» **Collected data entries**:
....................

PR #3540, opened 2025-12-13
Start cleaning up some Ui/Input coordinate types

ZehMatt:
Lets just make it all int32_t, no casting needed, Ui/Input coordinates should be just generally int32_t. After this the next thing should be to consistently use Size/Point

### DIFF
--- a/src/OpenLoco/src/Input/MouseInput.cpp
+++ b/src/OpenLoco/src/Input/MouseInput.cpp
@@ -1782,7 +1782,7 @@ namespace OpenLoco::Input
                 else
                 {
                     button = loc_4C6FCE(x, y);
-                    if (x == 0x80000000)
+                    if (x < 0)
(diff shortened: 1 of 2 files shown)


AaronVanGeffen:
Viewport panning in the tutorial is broken on this branch. I'll see if I can get it working again.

....................

» **Your instructions**:
Set down, exactly as written, each line of the data from its opening line through the one containing "-1782,7 +1782,7 @@ namespace OpenLoco::Input". Output nothing more.

» **Task answer**:
PR #3540, opened 2025-12-13
Start cleaning up some Ui/Input coordinate types

ZehMatt:
Lets just make it all int32_t, no casting needed, Ui/Input coordinates should be just generally int32_t. After this the next thing should be to consistently use Size/Point

### DIFF
--- a/src/OpenLoco/src/Input/MouseInput.cpp
+++ b/src/OpenLoco/src/Input/MouseInput.cpp
@@ -1782,7 +1782,7 @@ namespace OpenLoco::Input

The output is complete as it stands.